32-Bit Emulation in ZK

The default datatype in ZK is the field element, where all arithmetic is done modulo a large prime number. However, most “real” computation is done using 32, 64, or 256-bit numbers depending on the virtual machine or execution environment.

Why Do We Need 32-Bit Emulation?

Many cryptographic hash functions operate on 32-bit words since, historically, 32 bits was the default word size of many CPUs. This later increased to 64 bits. The EVM uses 256 bits so that it can easily accommodate the keccak256 hash.

If we want to use ZK to prove the correct execution of a traditional hash function or some virtual machine that does not use finite fields (most do not), then we need to “model” traditional datatypes with a field element. Therefore, we use a field element (signal) in Circom to hold a number that cannot exceed what a 32-bit number can hold, even though the signal can hold values much larger than 32 bits.

32-bit words vs finite field elements

The key difference between a 32-bit word and a finite field element is the point at which they overflow. In Circom, or any language using the bn128 curve, the overflow happens at $p$ where $p$ = 21888242871839275222246405745257275088548364400416034343698204186575808495617. In a 32-bit machine, the overflow happens at 4294967296 or, in general, at $2^n$ where $n$ is the number of bits in the virtual machine.

One can think of a 32-bit virtual machine doing all arithmetic modulo $2^{32}$. A normal virtual machine overflows at that number by default. When doing modular arithmetic in a finite field however, computing modulo $2^{32}$ would add quite a few constraints (as we will see later), but luckily, there is a useful math trick to do it efficiently.

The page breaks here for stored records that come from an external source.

PR #1000, opened 2016-10-13
avoid call to stdin on Windows

MiguelAlho:
**Summary**

As seen in other repos (namely https://github.com/evantahler/actionhero/pull/360) IISNode has no notion of stdin, so accessing ´stdin` in base-reporter throws an exception.

While developing an extension for Visual Studio's Task Runner Explorer component, that would allow devs to call yarn commands (and maybe run scripts) from this window. This is similar to existing extensions for other task-enabled engines like gulp, grunt, and npm. These tasks can also be binded to some of the IDEs events such as "project open". This is great for my current use case - when a yarn enabled project is open, run `yarn install` automatically.

Unfortunately, when executing yarn through the extension (which is really calling `cmd.exe /C yarn install`) the following error appears:

```
C:\repo> cmd.exe /c yarn install
C:\Users\AlhoM\AppData\Roaming\npm\node_modules\yarn\bin\yarn.js:48
      throw err;
      ^
Error: Implement me. Unknown stdin file type!
    at process.getStdin [as stdin] (internal/process/stdio.js:82:15)
    at ConsoleReporter.BaseReporter (C:\Users\AlhoM\AppData\Roaming\npm\node_modules\yarn\lib\reporters\base-reporter.js:60:37)
    at ConsoleReporter (C:\Users\AlhoM\AppData\Roaming\npm\node_modules\yarn\lib\reporters\console\console-reporter.js:58:5)
    at Object.<anonymous> (C:\Users\AlhoM\AppData\Roaming\npm\node_modules\yarn\lib\cli\index.js:192:18)
    at Module._compile (module.js:556:32)
    at Object.Module._extensions..js (module.js:565:10)
    at Module.load (module.js:473:32)
    at tryModuleLoad (module.js:432:12)
    at Function.Module._load (module.js:424:3)
    at Module.require (module.js:483:17)
Process terminated with code 1.
```

Hacking around a bit and using the info in the link above, the repose to the command returns the desired output:

```
 C:\repo> cmd.exe /c yarn install
yarn install v0.15.1
warning app@1.0.0: No license field
success Already up-to-date.
Done in 0.13s.
Process terminated with code 0..
```

**Test plan**

A clean clone did not produce a valid code run (I checked on discord and the info available was that some tests where not running.

With visual studio installed, the [extension I created](https://visualstudiogallery.msdn.microsoft.com/c9f7667c-ac1f-4be8-82c6-9a4e34fef47b) can be installed and used to test the change.

[...]

PR #2837, opened 2017-03-05
gracefully handle process.stdin exceptions

scottaddie:
**Summary**
Several users of Visual Studio 2015 & 2017's NPM Task Runner extension have reported problems on Windows 7 with regard to running Yarn commands inside the IDE's Task Runner Explorer window. Interestingly enough, this doesn't appear to be an issue on Windows 10.

A fix for this problem was attempted [here](https://github.com/yarnpkg/yarn/pull/1000). The Angular CLI project also encountered the same problem, and it was fixed [here](https://github.com/angular/angular-cli/pull/4871).

This PR takes a very similar approach as that taken by the Angular CLI team. The PR also doesn't specifically test for the "win32" platform, as who knows what other platforms are really impacted by this.

**Test plan**
I ran the following commands to ensure that my changes didn't introduce any problems:
`yarn run build`
`yarn run lint`
`yarn run test`

### DIFF
--- a/src/reporters/base-reporter.js
+++ b/src/reporters/base-reporter.js
@@ -18,6 +18,7 @@ import * as languages from './lang/index.js';
 import isCI from 'is-ci';
 
 const util = require('util');
+const EventEmitter = require('events').EventEmitter;
 
 type Language = $Keys<typeof languages>;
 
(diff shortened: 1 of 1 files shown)


src/reporters/base-reporter.js
```diff
@@ -113,6 +114,21 @@ export default class BaseReporter {
   _verbose(msg: string) {}
   _verboseInspect(val: any) {}
 
+  _getStandardInput(): Stdin {
+    let standardInput;
+
+    try {
+      standardInput = process.stdin;
+    } catch (e) {
+      delete process.stdin;
```
Daniel15: Perhaps this should `console.warn(e.message)`?

Daniel15:
Looks good to me, thanks! If this fix is okay for Angular-cli, it's probably fine for Yarn too 😛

The following two functions are equivalent at computing modulo $2^{32}$:

contract DemoMod32 {
  function mod32(uint256 x) public pure returns (uint256) {
    return x % (2**32);
  }

  function mod32e(uint256 x) public pure returns (uint256) {
    // only keep the 32 least significant bits
    return uint256(uint32(x)); 
  }
}

We can compute$\mod 2^{32}$ simply by keeping only the 32 least significant bits. A formal verification of this is in the appendix. Before we do any arithmetic on a signal containing a 32-bit number, we first need to be completely sure that the number held by the signal does, in fact, fit into 32 bits.

The 32-bit range check

If we are creating a ZK circuit that simulates a computation using 32-bit words, then we need to ensure that none of the signals ever hold a value greater than or equal to $2^{32}$. One intuitive thing to do is to use the LessThan template as follows:

signal safe;
safe <== LessThan(252)([x, 2**32]);
safe === 1;

However, this circuit creates more constraints than necessary.

A more efficient approach would be to take advantage of binary representation. The key idea is to encode a number with 32 bits, and if itfits into 32 bits, the circuit executes normally. In contrast, if the number doesn’t fit into 32 bits, then the constraints cannot be satisfied. Hence, the circuit below ensures that in is $2^{32}-1$ or less.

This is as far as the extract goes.